**Your objective:** Every line below between the one holding "PR #102, opened 2026-05-20" and the one holding "The two major", inclusive, should be copied exactly, and no other line.

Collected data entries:
Issue #23, opened 2026-04-16
State-level capacity mandates are applied in full when running with only a portion of a state


wesleyjcole:
### Description of Issue
In ReEDS runs where part of a state is included and that state happens to have a capacity mandate (e.g., for storage or wind), the entire mandated capacity is required to be built in just the part of the state that's modeled. For example, in cases with PJM counties as an island, where very little of Michigan is included, the entire 2.5 GW storage mandate is applied to the handful of Michigan counties.

<img width="1056" height="782" alt="Image" src="https://github.com/user-attachments/assets/78f0c299-9ff6-4a3e-8005-3e6a2d32784c" />

### Potential Solutions
- Zero out the capacity mandate if a state isn't fully modeled.
- Zero out the capacity mandate if a state is modeled to some extent less than a threshold value (e.g., 75%).
- Multiply the capacity mandate by the load share of the part of the state that's modeled (more work, unknown benefit).

wesleyjcole:
This chart shows the load share vs. battery capacity share in a national run for states that have a storage mandate and more than one model regions (uses the head of main from March 12, 2026).  The load and storage is approximately correlate.  Michigan and New York are the biggest outliers. MI puts most of the capacity in p104, which I expect is a ReEDS artifact associated with the transgrp regions. New York puts more capacity upstate even though a large amount of load is in Long Island. I expect that is related to the high capital cost multipiers in Long Island.

<img width="1687" height="1332" alt="Image" src="https://github.com/user-attachments/assets/cc8d39ea-2a2e-4a77-a219-c29eccc88f24" />

PR #102, opened 2026-05-20
Disaggregate and re-aggregate inputs with regional scope of legacy (134) zones

kodiobika:
## Summary
The two major goals of this PR are to:
- Allow the input files that we only have legacy zonal data for (i.e., data corresponding to the current default 134 zones) to be incorporated in ReEDS runs using new/custom zones by first disaggregating those inputs to the county level and then re-aggregating them to the zone level (using the zones for any given run).
- Mostly deprecate `reeds/input_processing/aggregate_regions.py`

## Technical details 
- Adds functions to `reeds/spatial.py` for disaggregating from the legacy 134 zones to counties and aggregating from counties to the zones corresponding to a given run.
- For all files except the transmission files (which will be addressed in a follow-up PR), aggregation and disaggregation now take place in `reeds/input_processing/copy_files.py`.
- Disaggregation and aggregation both take place in the same run now (rather than disaggregation only happening in sub-BA runs and aggregation only happening in super-BA runs)

### Additional changes 
- To clean up `reeds/input_processing/runfiles.csv` ~~and make it clearer which files are actually being aggregated and disaggregated, I set the `aggfunc` and `disaggfunc` for all files that are not read from the repo (i.e., files that are created after `reeds/input_processing/aggregate_regions.py`) to `ignore`.~~ , I deleted all rows that don't have a specified `filepath`.
- In `reeds/input_processing/runfiles.csv`, I updated the `disaggfunc` for `unapp_water_sea_distr.csv` ~~and `water_req_psh_10h_1_51.csv`~~ from `geosize` to `uniform`, the `aggfunc` for `water_req_psh_10h_1_51.csv` from `mean` to `sum`, and the 'aggfunc' for the prescribed wind files from `sum` to `ignore`.
- ~~As part of testing this change I realized that there are duplicate rows in `inputs/hydro/SeaCapAdj_hy.csv` so I deleted those.~~ (@jvcarag will address this in a follow-up PR)

### Issues resolved 
Part of #16 

- Essentially zero change for the `Pacific` case: 
[results-main_Pacific,test_Pacific.pptx](https://github.com/user-attachments/files/28074104/results-main_Pacific.test_Pacific.pptx)

- There are small changes for the `NYVT_mixed` case: 
[results-0526_Main_NYVT_mixed,0527_AggDisagg_NYVT_mixed.pptx](https://github.com/user-attachments/files/28370401/results-0526_Main_NYVT_mixed.0527_AggDisagg_NYVT_mixed.pptx)
  - Based on the `inputs.gdx` files (see the `gdxdiffs.ipynb` notebook below), the differences stem from the `cap_hyd_szn_adj`~~, `water_req_psh`,~~ and `watsa_temp` parameters. `cap_hyd_szn_adj` is different because doing the disaggregation and aggregation ends up removing the duplicate rows from `inputs/hydro/SeaCapAdj_hy.csv` (see "Additional changes"), so for the groups with duplicates, the values in the parameter go from 2 to 1. ~~`water_req_psh` and `watsa_temp` are different for only the county-level zones of this case because the `disaggfunc` for their corresponding files was changed from `geosize` to `uniform`.~~ `watsa_temp` is different for only the county-level zones of this case because the `disaggfunc` for the corresponding file was changed from `geosize` to `uniform`.

- There are small changes for the `USA_defaults` case: 
[results-0526_Main_USA_defaults,0527_AggDisagg_USA_defaults.pptx](https://github.com/user-attachments/files/28370400/results-0526_Main_USA_defaults.0527_AggDisagg_USA_defaults.pptx)
  - Based on the `inputs.gdx` files (see the `gdxdiffs.ipynb` notebook below), the differences almost all stem from the aggregated zones (`z28` and `z122`). Because we now disaggregate to counties before re-aggregating to these zones, inputs where the `aggfunc` is `mean` now represent a weighted average of legacy zonal values (where weights correspond to the number of counties in each legacy zone) rather than a simple average of legacy zonal values, which results in different values for these aggregated zones. The only difference not related to the aggregated zones is in the `hyd_add_upg_cap` parameter, where `p108` and `p69` no longer have values. This is because we now disaggregate the corresponding file to counties first according to the `hydroexist` disaggfunc, and these legacy zones have no existing hydro.

- There are small changes for the `USA_decarb` case: 
[results-0519_Main_USA_decarb,0519_AggDisagg_USA_decarb.pptx](https://github.com/user-attachments/files/28074585/results-0519_Main_USA_decarb.0519_AggDisagg_USA_decarb.pptx)

- This is a notebook looking at the differences in `inputs.gdx` for the `USA_defaults` and `NYVT_mixed` cases: 
[gdxdiffs.ipynb](https://github.com/user-attachments/files/28351118/gdxdiffs.ipynb). Aside from the differences explained above, there are only rounding-error differences.

### Details to double-check

No

- [x] Water cooling: @jcarag or @stuartcohen8

- [x] Hydropower or PSH: @stuartcohen8


stuartcohen8:
`unapp_water_sea_distr.csv` is ok to be uniform, but `water_req_psh_10h_1_51.csv` should be reverted to geosize. The latter are water volumes, so they should be split up when disaggregating.  We think there is a separate bug with `SeaCapAdj_hy.csv` because older files do not have duplicates and have values for the hydD technology. Somewhere in input processing for PR1692 in the internal repo, this occurred. @jvcarag will make an issue to correct this file so that it has 1 values for hydD and no duplicates. In practice, it will not affect most if not all solutions because hydD capacity is high cost and therefore rarely economic. But if there are prescribed hydD builds, they might have there capacity zeroed out.

kodiobika:
> `unapp_water_sea_distr.csv` is ok to be uniform, but `water_req_psh_10h_1_51.csv` should be reverted to geosize. The latter are water volumes, so they should be split up when disaggregating. We think there is a separate bug with `SeaCapAdj_hy.csv` because older files do not have duplicates and have values for the hydD technology. Somewhere in input processing for PR1692 in the internal repo, this occurred. @jvcarag will make an issue to correct this file so that it has 1 values for hydD and no duplicates. In practice, it will not affect most if not all solutions because hydD capacity is high cost and therefore rarely economic. But if there are prescribed hydD builds, they might have there capacity zeroed out.

Thanks @stuartcohen8. Just checking again on `water_req_psh_10h_1_51.csv`, I see in `b_inputs.gms` that the units for `water_req_psh` are `Mgal/MW/yr` (as opposed to `Mgal`). Is that not correct? And if it's actually `Mgal`, should the `aggfunc` for that file be updated from `mean` to `sum`? Everything else sounds good to me.

stuartcohen8:
@kodiobika yes you're correct that aggfunc should be sum for that parameter. The water volumes are normalized by capacity because when they are used in water availability constraints, they are multiplied by the amount of PSH capacity that gets built to get a total water volume. The 'per year' convention is because water availability is generally characterized as an annual quantity of water available. So the units are right, and just to confirm you should sum to aggregate and use geosize to disaggregate. In reality it's more complicated based on basin dynamics, but that's beyond the scope of what we've done here so far.

kodiobika:
> @kodiobika yes you're correct that aggfunc should be sum for that parameter. The water volumes are normalized by capacity because when they are used in water availability constraints, they are multiplied by the amount of PSH capacity that gets built to get a total water volume. The 'per year' convention is because water availability is generally characterized as an annual quantity of water available. So the units are right, and just to confirm you should sum to aggregate and use geosize to disaggregate. In reality it's more complicated based on basin dynamics, but that's beyond the scope of what we've done here so far.

Got it, thanks again!

reeds/input_processing/aggregate_regions.py
```diff
@@ -1165,7 +1165,14 @@ def agg_disagg(filepath, r2aggreg_glob, r_ba_glob, runfiles_row):
...
 # loop over inputfiles from runfiles and call aggregation/disaggregation function
-for filepath in inputfiles:
+transmission_files = [
+    'transmission_capacity_future.csv',
+    'transmission_capacity_future_baseline.csv',
+    'transmission_cost_ac.csv',
+    'transmission_cost_dc.csv',
+    'transmission_distance.csv',
+]
+for filepath in transmission_files:
```
patrickbrown4, line 1143: It seems like we should be able to drop every remaining row in runfiles.csv with an empty filepath. Is that right? If so, should we go ahead and do it for simplicity and clarity? Or would you rather save it for a following cleanup PR?
It would probably also require removing the missing-files block: https://github.com/ReEDS-Model/ReEDS/blob/e18f59aaee3c722527ccc43b3ab55017e4bba241/reeds/input_processing/aggregate_regions.py#L1082

reeds/input_processing/runfiles.csv
patrickbrown4, line 1: It seems to me like these changed rows should just be able to be dropped. But it'd be good to run the `MonteCarlo` case from `cases_test.csv` just to make sure, since it also uses `runfiles.csv`.

reeds/spatial.py
```diff
@@ -215,3 +215,356 @@ def get_map(resolution='county', source='tiger', crs='ESRI:102008'):
...
+
+def apply_uniform_disaggregation(
+    df: pd.DataFrame,
+    region_col: str
+):
+    """
+    Disaggregate a dataframe whose regional scope is the 134 legacy
+    zones (as specified in the dataframe's 'region_col' column) to
+    the county level by assigning zonal values to their corresponding
+    counties uniformly.
```
patrickbrown4: Maybe a bit more specific (since "uniformly" could also be interpreted to mean 10 MW in region p1 with 10 counties would turn into 1 MW per county instead of 10 MW per county)
```suggestion
    the county level by copying the zonal values to their constituent counties.
```

reeds/spatial.py
```diff
@@ -215,3 +215,356 @@ def get_map(resolution='county', source='tiger', crs='ESRI:102008'):
...
+
+    return df
+
+
+def apply_variable_disaggregation(
+    df: pd.DataFrame,
+    region_col: str,
+    fix_cols: list[str],
+    inputs_case: str,
+    disagg_variable: str
```
patrickbrown4: Maybe `Literal['population', 'hydroexist']` (+ whatever the other supported options are) (enabled by `from typing import Literal`)?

**The completed task:**
PR #102, opened 2026-05-20
Disaggregate and re-aggregate inputs with regional scope of legacy (134) zones

kodiobika:
## Summary
The two major goals of this PR are to:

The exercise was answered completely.